Factors That Affect Sieving Accuracy
Getting consistent results from sieving isn’t as simple as shaking a screen. Research into sieving performance has identified several variables that significantly influence outcomes, and their order of importance is worth knowing.
Tapping, meaning applying a percussive knock during sieving, has the single largest effect on performance. It jars particles loose from the mesh and helps material stratify so that smaller particles migrate downward toward the screen surface. Duration matters too: sieving for 120 minutes produces different results than sieving for 60 minutes, because more borderline particles eventually find their way through the openings with extended agitation. Moisture content also plays a role. Flour tested at 11% moisture sieved differently than flour at 7% moisture, because damp particles stick together and to the screen.
Particle shape introduces another layer of complexity. Sieves measure size in a limited way: a particle passes through if its smallest cross-section fits the opening. Flat or elongated particles can be quite long in one dimension but still slip through a sieve oriented the right way. Research using image analysis to compare actual particle dimensions against sieve results found that sieve analysis is “highly influenced by particle form” and doesn’t give an exact measure of any individual particle’s true size. For applications requiring precise size data, techniques like laser diffraction or image analysis offer better accuracy.

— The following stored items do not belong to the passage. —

PR #791, opened 2026-07-25
fix(skills): correct drifted APIs and de-duplicate the review blind spots

devinjameson:
The generate-program and audit-program skills encoded a lot of API detail
as prose, and that prose had drifted far enough to produce broken code.
The skills' own cited exemplars contradicted them.

Correct what moved. UI components live in `@foldkit/ui` and are imported
by name, so every `Ui.Dialog.view` and the `node_modules/foldkit/dist/ui/`
grounding path was wrong. `HttpClient` comes from `effect/unstable/http`,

Common Problems: Blinding and Pegging
Two issues plague sieving operations of all sizes. Blinding occurs when fine or sticky particles coat the screen surface, forming a film that blocks openings even though no single particle is large enough to get stuck. It’s especially common with moist materials or those containing clay. Pegging (also called pinning) is the opposite problem: individual particles that are close to the size of the openings wedge themselves into holes and stay there, plugging the screen one opening at a time.
Both problems reduce throughput and skew results. Several mechanical solutions exist. Ball trays placed beneath the screen deck contain rubber balls that bounce against the underside of the mesh, knocking loose collected fines. Heated decks dry out moisture that causes sticking. Spray bars wash away sticky particles during operation. Self-cleaning screen media use flexible wires that constantly move and flex, shaking off trapped material. For pegging specifically, switching from square openings to slotted ones helps because elongated openings give oddly shaped particles more room to pass through rather than jamming.

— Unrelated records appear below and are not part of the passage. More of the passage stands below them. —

PR #792, opened 2026-07-25
Show a real update function in the home page demos and keep highlights on screen

devinjameson:
## Why

The demo section says *"Watch a message flow through **update** into the model."* There was no update function in it. Both snippets showed a bare `M.tagsExhaustive({ ... })` under an `// UPDATE` header, with `model` referenced from nowhere:

```ts
// UPDATE

M.tagsExhaustive({
  ClickedIncrement: () => [
    evo(model, { count: count => count + 1 }),
```

`update: (Model, Message) => [Model, Commands]` is the architecture the whole framework rests on, and it was the one thing the most-read Foldkit sample didn't show. `withReturnType` is a hard rule in this codebase and never appeared either, so anyone pattern-matching off the landing page started out unaware it exists.

## What changed

**Both snippets show the real update function** — the `Model` and `Message` type aliases, the Message union, the return type alias, `withReturnType`, and `update` built from `M.value(message).pipe(...)`.

**Highlight regions are resolved from anchor text, not line numbers.** The plugin finds each phase's region by the exact text of its first and last line, emits the matching phase names onto every line as a `data-phases` token list, and the stylesheet matches tokens. About a hundred line-number selectors became twenty token selectors.

An anchor that no longer matches now throws while the module builds:

```
Demo phase "ResetCommand" anchors on a line that is not in the snippet:
  const DelayReset = Command.define(
```

Previously a snippet edit silently misaligned the highlights. That happened twice while working on the previous PR and was caught only by eye.

**The panel now scrolls the highlighted lines into view.** It never did before, so on a 900px laptop the panel showed lines 1-32 of 47 and `scrollTop` stayed at `0` while the reset animation highlighted lines 43-46. The climax of the animation, the Model actually changing, happened entirely off screen. Each phase change dispatches a Command using `block: 'nearest'` so the panel scrolls and the page does not.

**Demo `pre` elements set `overflow: visible`.** The shared `pre` rule sets `overflow-x`, which computes `overflow-y` to `auto` per spec, so `findScrollParent` stopped at the `pre` (which does not scroll) and never reached `.demo-code-scroll`.

## Verification

Every phase in both demos was checked against the built page, asserting on the highlighted **text** rather than line numbers:

| | |
|---|---|
| Counter phases correct | 12 / 12 |
| Note player phases correct | 8 / 8 |
| Reset animation highlights on screen | 6 / 6 (was 4 / 6) |
| Page scroll during animation | settles once, then static |
| Horizontal scrolling of long lines | still works |

160 website tests pass.

## Notes for the reviewer

`Dom.scrollIntoViewIfNotVisible` uses `findScrollParent` only to decide *whether* to scroll, then calls `element.scrollIntoView`, which cascades to every scrollable ancestor including the window. `block: 'nearest'` keeps that to a single 42px settle here, but a container-only scroll primitive would be the cleaner fix. Worth considering separately in `packages/foldkit`.

The note player's `NoteCommand` phase still does not reliably land in view. Its phases advance faster than the scroll settles, and the next phase supersedes it. This is not a regression: that region was off screen on `main` too, since nothing scrolled at all. The other seven note player phases are fixed.

No changeset: `website` is in the changeset ignore list.

https://claude.ai/code/session_01XSa5LNbiAsBvumafYPs5dC

---
_Generated by [Claude Code](https://claude.ai/code/session_01XSa5LNbiAsBvumafYPs5dC)_

### DIFF
--- a/packages/website/src/page/asyncCounterDemo.scene.test.ts
+++ b/packages/website/src/page/asyncCounterDemo.scene.test.ts
@@ -3,8 +3,10 @@ import { Scene } from 'foldkit'
 import { describe, test } from 'vitest'
 
 import {
+  CompletedScrollDemoHighlight,
   DelayAdvancePhase,
   ProgressedDemoPhase,
+  ScrollDemoHighlight,
   init,
   update,
   view,
@@ -12,13 +14,16 @@ import {
 
 const [initialModel] = init()
 
+// NOTE: every phase change also scrolls the highlighted lines into view, so
+// each step settles that Command alongside the one driving the animation.
 const advancePhases = (steps: number, generation: number) =>
-  Array.makeBy(steps, () =>
+  Array.makeBy(steps, () => [
+    Scene.Command.resolve(ScrollDemoHighlight, CompletedScrollDemoHighlight()),
     Scene.Command.resolve(
       DelayAdvancePhase,
       ProgressedDemoPhase({ generation }),
     ),
-  )
+  ]).flat()
 
 describe('async counter demo view', () => {
   test('Add 1 renders the new count', () => {
--- a/packages/website/src/page/notePlayerDemo.ts
+++ b/packages/website/src/page/notePlayerDemo.ts
@@ -11,7 +11,13 @@ import {
   String as Str,
   pipe,
 } from 'effect'
-import { Command, FieldValidation, ManagedResource, Submodel } from 'foldkit'
+import {
+  Command,
+  Dom,
+  FieldValidation,
+  ManagedResource,
+  Submodel,
+} from 'foldkit'
 import { Html, html } from 'foldkit/html'
 import { m } from 'foldkit/message'
 import { ts } from 'foldkit/schema'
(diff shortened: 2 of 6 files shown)


devinjameson:
@coderabbitai review

The initial review was skipped because the per-developer rate limit was hit when this PR opened. That window has passed, so triggering one now.

---

packages/website/src/page/notePlayerDemo.ts
```diff
@@ -12,6 +12,7 @@ import {
   pipe,
 } from 'effect'
 import { Command, FieldValidation, ManagedResource, Submodel } from 'foldkit'
+import * as Dom from 'foldkit/dom'
```
devinjameson: Just import { Dom } from "foldkit"

packages/website/src/page/asyncCounterDemo.scene.test.ts
```diff
@@ -3,22 +3,27 @@ import { Scene } from 'foldkit'
...
   ProgressedDemoPhase,
+  ScrollDemoHighlight,
   init,
   update,
   view,
 } from './asyncCounterDemo'
 
 const [initialModel] = init()
 
+// Every phase change also scrolls the highlighted lines into view, so each
```
devinjameson: NOTE prefix?

devinjameson:
@coderabbit review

Ultrasonic Sieving for Fine Powders
Standard vibratory sieving hits its limits with very fine powders. Ordinary vibrating sifters achieve screening precision of roughly 60% to 70%, which is adequate for general granular materials but falls short for applications demanding tight size control. Fine powders tend to clump, float on air currents, and blind the mesh quickly.

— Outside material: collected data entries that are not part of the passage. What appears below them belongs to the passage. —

PR #794, opened 2026-07-25
fix(website): gate the playground on capability, not the user agent

artile:
## Problem

From [the Hacker News thread](https://news.ycombinator.com/item?id=49037031):

> WebContainers have been available in Safari and Firefox for years. Why does it say I need Chrome? https://webcontainers.io/guides/browser-support

The commenter is right about Firefox. The playground was gated behind a user-agent sniff for Chromium brands (`main.ts:165-172`), and the copy told everyone else that WebContainers "requires Chrome, Edge, Brave, or another Chromium-based browser".

WebContainers needs a cross-origin isolated document and `SharedArrayBuffer`. Firefox has satisfied both since it shipped COEP `credentialless` in version 119 (Oct 2023).

## Evidence

Measured against production `foldkit.dev` with real engines:

| Engine | `crossOriginIsolated` on `/playground/*` | `SharedArrayBuffer` | What the site rendered |
|---|---|---|---|
| Firefox 151 | true | available | "requires a Chromium browser" |
| WebKit 26.5 | false | unavailable | "requires a Chromium browser" |
| Chromium 149 | true | available | playground boots |

With **only the user-agent string changed** and nothing else, real Firefox boots the playground end to end on production: file tree renders, Monaco loads, the install runs, and the preview iframe comes up at `…local-credentialless.webcontainer-api.io`. Nothing but the regex stood between Firefox users and a working playground.

Safari is a separate story, and the current copy misattributes it. WebKit is excluded because the site chose `credentialless`, which WebKit has never implemented, not because of WebContainers. An isolated local control confirms WebKit reaches `crossOriginIsolated` under `require-corp`:

| COEP | WebKit | Firefox |
|---|---|---|
| `credentialless` | false | true |
| `require-corp` | **true** | true |

Moving `/playground/*` to `require-corp` would likely unblock Safari, but every cross-origin subresource would then need CORP headers and I did not verify that path, so it is out of scope here.

## Change

Detection now reads the capability the code actually depends on:

```ts
const detectPlaygroundSupport = (): boolean =>
  window.crossOriginIsolated && typeof SharedArrayBuffer !== 'undefined'
```

This is accurate in every engine, needs no brand list to maintain, and stays correct if Safari ships `credentialless` or if the site later moves to `require-corp`. It is meaningful because playground routes already force a fresh document load so the COEP and COOP headers apply, which `main.ts` documents at the `Internal` navigation branch.

Copy on the playground page now names the requirement instead of a browser.

## The one judgment call

The advance hints on the landing page and the example detail pages are removed. They ran the same sniff on routes that carry no COEP headers, so no capability check can replace them there, and their only job was to save a click. The playground page now explains the real requirement on arrival.

If you would rather keep an advance hint, the honest version is static text shown to everyone rather than any form of detection. Happy to switch it.

## Checks

`pnpm --filter website typecheck`, `oxlint`, `prettier --check`, website tests (160), and `scripts/run-website-e2e.sh` all pass. No test referenced the old gate. `website` is in the changeset ignore list.

## Summary by CodeRabbit

* **New Features**
  * Added improved playground compatibility detection based on cross-origin isolation and `SharedArrayBuffer` support.
  * Updated playground availability messaging to accurately describe supported browsers and requirements.

* **Bug Fixes**
  * Removed inaccurate Chromium-specific recommendations and browser checks from playground and example pages.
  * Playground access now reflects actual browser capabilities rather than browser branding.

### DIFF
--- a/packages/website/src/main.ts
+++ b/packages/website/src/main.ts
@@ -153,7 +153,7 @@ export const Flags = S.Struct({
   maybeSidebarState: S.Option(SidebarState),
   systemTheme: ResolvedTheme,
   isNarrowViewport: S.Boolean,
-  isChromium: S.Boolean,
+  isPlaygroundSupported: S.Boolean,
   currentYear: S.Number,
   today: Calendar.CalendarDate,
 })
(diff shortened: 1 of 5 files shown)


devinjameson:
Thank you for the focused capability-detection fix. #789 incorporates the same correction and extends it with the required COEP handling, boot-step timeouts, failed-acquire cleanup, and subsequent review fixes. Closing this duplicate so the project has one playground implementation to rebase and review.\n\nAI-generated by Sol (Codex), posted at the user's request.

Ultrasonic sieving machines address this by adding high-frequency micro-vibrations directly to the screen mesh. These vibrations suspend particles just above the screen surface, preventing them from sticking or clumping, and push appropriately sized particles through the openings more efficiently. The result is screening precision above 95%. The ultrasonic vibrations also continuously keep mesh openings clear, eliminating the need for mechanical cleaning devices like bouncing balls. This technology is particularly useful for screening materials above 500 mesh, including nanomaterials, pharmaceutical powders, and metal micropowders where both the material value and precision requirements are high.